Abstract

X-ray scanning at two energy levels on cores not only provides superior visualization but also detailed quantitative core assessment. These deliverables are available before the core is removed from the inner core barrel and other measurements are commenced. These data include a solid interpretation of core mineralogy and therefore, a mineralogy log, high resolution bulk density, photoelectric factor, porosity, and unconfined compressive strength index log.

Micro CT imaging is now also being used in the sample selection process for sophisticated, reservoir-condition flow studies. The high-resolution, three-dimensional imaging of core plug samples helps Core’s clients better understand how variations in the pore-system properties will impact both laboratory test results and reservoir performance.

Micro CT scans at very high resolutions can resolve features as small as 0.3 micrometers. Image acquisition and segmentation at sub-micron resolutions helps characterize pore systems. This information, when consolidated with appropriate physical measurement-based calibrations, provides porosity, permeability, and capillary pressure data. These data are rapidly generated as only one set of images needed to be acquired to run Corelab’s physically-constrained empirical simulators.

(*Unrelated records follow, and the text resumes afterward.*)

PR #2407, opened 2021-09-29
[Compose] - Overall Attachments API improvements and cleanup

### LINKED ISSUE #2237: [Compose] Editing a message removes attachments
**Describe the bug**

Editing a message removes its attachments.

**SDK version**
- 4.16.0

**To Reproduce**
1. Send a message containing attachments
2. Start an edit
3. Modify the text
4. Send the new message
5. Message no longer has its attachments

**Expected behavior**
Attachments are not modified

filbabic:
Fixes #2237.

Also covers more general improvements that we planned around attachments.

### 🎯 Goal

We wanted to make the Attachments API as easy and intuitive to use, so we removed multiple instances where attachments required extra structure or weren't exposing parameters/properties in a way that suits Composable functions.

We also had to fix bugs with editing messages, where the user would be able to "add/remove" attachments from a given message, which ultimately is not yet supported in our API.

### 🛠 Implementation details

- Removed integrations when the user is editing messages
- Fixed a bug where editing a message with attachments causes it to lose attachments
- Improved various smaller parts of AttachmentsState and AttachmentFactory API

### 🎨 UI Changes

| Before | After |
| --- | --- |
| before | after |

### ☑️ Checklist

- [x] Reviewers added

### DIFF
--- a/CHANGELOG.md
+++ b/CHANGELOG.md
@@ -67,12 +67,20 @@
 
 ## stream-chat-android-compose
 ### 🐞 Fixed
+- Fixed a bug where attachments weren't properly stored when editing a message
 
 ### ⬆️ Improved
+- General improvements in the Attachments API and the way we build different attachments
+- Allowed for better long clicks on attachments
 
 ### ✅ Added
 
 ### ⚠️ Changed
+- Removed AttachmentPicker option when editing messages
+- Removed Attachment previews when editing messages with attachments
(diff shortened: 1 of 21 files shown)


filbabic:
This seems like a chonky PR but it's mostly smaller changes across many attachment related files.

samiuelson (approved):

PR #2409, opened 2021-09-29
[CAS-1304] POC - Attachment recycling

leandroBorgesFerreira:
[CAS-1304](https://stream-io.atlassian.net/browse/CAS-1304)

### 🎯 Goal

POC for attachment recycling. This doesn't cover all the cases, as it is just a POC.

### 🛠 Implementation details

Instead of adding programmatically in our MessageItem, now message items have a recycler view to hold our attachments. Attachments are handled as AttachmentGroup, because we can separate them into groups (like an image gallery) or show them one by one (like our file attachments).

The recycler views share the same RecycledViewPool. 

Users can implement their own view holders and handle attachments in their own way, making it customizable. The view holders have `bind` and `unbind` methods to handle recycling as we do for other views. 

### 🧪 Testing

Check the attachments. It contains small UI problems, which can be fixed in the final version of this proposal. 

### ☑️ Checklist

- [x] Reviewers added

### 🎉 GIF
giphy


zsmb13:
Converted to a draft so that we don't accidentally think to merge the POC 😄

stream-chat-android-ui-components/src/main/kotlin/io/getstream/chat/android/ui/message/list/adapter/viewholder/internal/TextAndAttachmentsViewHolder.kt
```diff
@@ -80,10 +86,25 @@ internal class TextAndAttachmentsViewHolder(
...
 
     private fun setupAttachment(data: MessageListItem.MessageItem) {
-        with(binding.attachmentsContainer) {
-            removeAllViews()
-            addView(attachmentViewFactory.createAttachmentView(data, listeners, style, binding.root))
+        attachmentViewHolderFactory.setUp(data.message.attachments)
+        adapter = FileAttachmentsAdapter(attachmentViewHolderFactory)
+
+        binding.run {
+            attachmentsRecycler.layoutManager = LinearLayoutManager(context)
```
zsmb13, line 93: This might be useful to set somewhere around here https://developer.android.com/reference/androidx/recyclerview/widget/LinearLayoutManager#setRecycleChildrenOnDetach(boolean)

stream-chat-android-ui-components/src/main/kotlin/io/getstream/chat/android/ui/message/list/adapter/MessageListItemViewHolderFactory.kt
```diff
@@ -108,8 +112,9 @@ public open class MessageListItemViewHolderFactory {
             decoratorProvider.decorators,
             listenerContainer,
             markdown,
-            attachmentViewFactory,
-            style
+            attachmentViewHolderFactory,
+            mediaAttachmentsRecycledViewPool,
+            fileAttachmentsRecycledViewPool
```
zsmb13, line 117: This doesn't look like it'd scale very well, users would have to add new RecycledViewPools for their own custom types of attachments, wouldn't they?

stream-chat-android-ui-components/src/main/kotlin/io/getstream/chat/android/ui/message/list/adapter/viewholder/attachment/AttachmentViewHolderFactory.kt
```diff
@@ -0,0 +1,18 @@
+package io.getstream.chat.android.ui.message.list.adapter.viewholder.attachment
+
+import android.view.ViewGroup
+import io.getstream.chat.android.client.models.Attachment
+import io.getstream.chat.android.ui.common.adapters.SimpleListAdapter
+
+public interface AttachmentViewHolderFactory {
```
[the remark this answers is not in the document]
zsmb13: I don't see how this interface with two methods for media and files would allow any flexibility for clients to add their own types of attachments

zsmb13:
We'll move ahead with #2490 instead of this one

PR #6626, opened 2026-08-10
Expose the channel truncatedAt, disabled and blocked state as properties

gpunto:
### Goal

Domain `Channel` had no property for the `truncated_at`, `disabled` and `blocked` wire fields, so callers could only reach them by digging into `Channel.extraData`, and only by accident. Expose them as real properties, matching iOS (`truncatedAt`/`isDisabled`/`isBlocked` on `ChatChannel`), and map them end to end. The keys stay readable from `extraData` too, so this is not a behavioural change.

This also unblocks the OpenAPI migration: the generated `ChannelResponse` already declares these fields, so adopting it today would silently drop them.

Closes [AND-1375](https://linear.app/stream/issue/AND-1375/expose-the-channel-truncatedat-disabled-and-blocked-state-as)

### Implementation

- Add the three properties to `Channel`, with defaults, plus `Builder` and `getComparableField` support.
- Declare them on `DownstreamChannelDto` and map them in `toDomain()`. `blocked` is nullable because some endpoints and all events omit it.
- Carry them through `ChannelData` so the state layer keeps them, and merge them from events like iOS: always take `disabled`, keep `blocked` when omitted, keep the later `truncatedAt`.
- Persist as `ChannelEntity` columns and bump the DB version (no migration, per `fallbackToDestructiveMigration`).
- Add an opt-in keep-list to `CustomObjectDtoAdapter` so the three keys are still copied into `extraData` with their raw wire values, keeping the old reads working. Removal is tracked on AND-1375 for the next major, and `ChannelResponseAdapter` inherits it after the OpenAPI migration.

### Testing

- Unit: mapping, Room round trip, sort fields and merge rules, plus a parser test asserting the keys stay in `extraData` with their raw wire types.
- On device against the live API: `queryChannels`, `queryChannel`, `createChannel`, partial update, grouped channels and five event types. Forced `blocked=true` and a non-null `truncatedAt` server-side to confirm both.
- Also on device: `extraData["truncated_at"]` keeps the raw String and its sub-millisecond precision (`2021-11-10T10:30:35.99922Z`), which a reformat from the parsed `Date` would have truncated, and stays absent on channels that were never truncated.

## Summary by CodeRabbit

* **New Features**
  * Added channel state information for truncation date, disabled status, and blocked status.
  * Exposed these properties through channel data, builders, and conversion APIs.
  * Preserved channel state consistently during event updates and offline storage.

* **Bug Fixes**
  * Improved channel updates to retain the latest truncation date and existing blocked status when updates omit values.

* **Tests**
  * Added coverage for parsing, mapping, persistence, event merging, and state conversion.


stream-chat-android-core/src/main/java/io/getstream/chat/android/models/Channel.kt
```diff
@@ -108,6 +113,9 @@ public data class Channel(
     val pushPreference: PushPreference? = null,
     val filterTags: List<String> = emptyList(),
     val lastMessageAt: Date? = null,
+    val truncatedAt: Date? = null,
```
VelikovPetar, line 116: One very small concern here: Could this be considered a behavioural breaking change? 
Assume the case where a customer used to read `channel.extraData["disabled"]` - after updating, they will no longer be able to read that field properly. 

TBH it is entirely possible that we have unknowingly shipped something similar to this in the past, so _most likely_ this is fine - I just wanted to bring this up just in case.

gpunto: Good catch, these values would stop being accessible from `extraData`. An alternative we have is to copy them also in `extraData` and then remove this logic in the major. I think we should be able to do that by extending what `CustomObjectDtoAdapter` does, trying that 👀

gpunto: Done in https://github.com/GetStream/stream-chat-android/pull/6626/changes/cbebd2bfc8fbbbaadfe1a4f0a2c842655c87d1db, it was simpler than I expected!

And the mechanism can be reused in case any other similar case appears during the OpenAPI migration.

VelikovPetar: Looks pretty good - for an ugly workaround 😅 

Thanks for the update - approving the PR!

VelikovPetar (approved):

VelikovPetar (approved):

PR #6627, opened 2026-08-10
Migrate poll option responses to the generated PollOptionResponse model

gpunto:
### Goal

Migrate the poll option responses from the hand-written `PollOptionResponse` to the generated network models.

### Implementation

- Add generated `PollOptionResponse` and `PollOptionResponseData`; remove the hand-written `PollOptionResponse`.
- Add `PollOptionResponseDataAdapter` so the custom data the v1 endpoints flatten to the root is collected into `custom`.
- Retype the option endpoints in `PollsApi` and map `PollOptionResponseData` to the domain `Option` in `DomainMapping`.

### Testing

- `PollOptionResponseParsingTest` covers the option and its collected custom fields. Removing the adapter registration makes the custom assertions fail.
- Device-probed the option endpoints on the wire, with custom data round-tripping through create and update (`sentiment`).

At this resolution, grains can be segmented and well separated for consolidated to un-consolidated clastics. Using sophisticated measurement techniques, individual grains down to medium silt size can be measured in three axes resulting in unique particle size distributions which were not possible before. These sophisticated grain distributions can help understand source and provenance of geologic depositions. They can provide information for sand/gravel pack designs and quantification of flow zone indicator as well.

These new image acquisition and processing techniques not only provide tools to characterize reservoirs but also deliver rapid and accurate petrophysical measurements.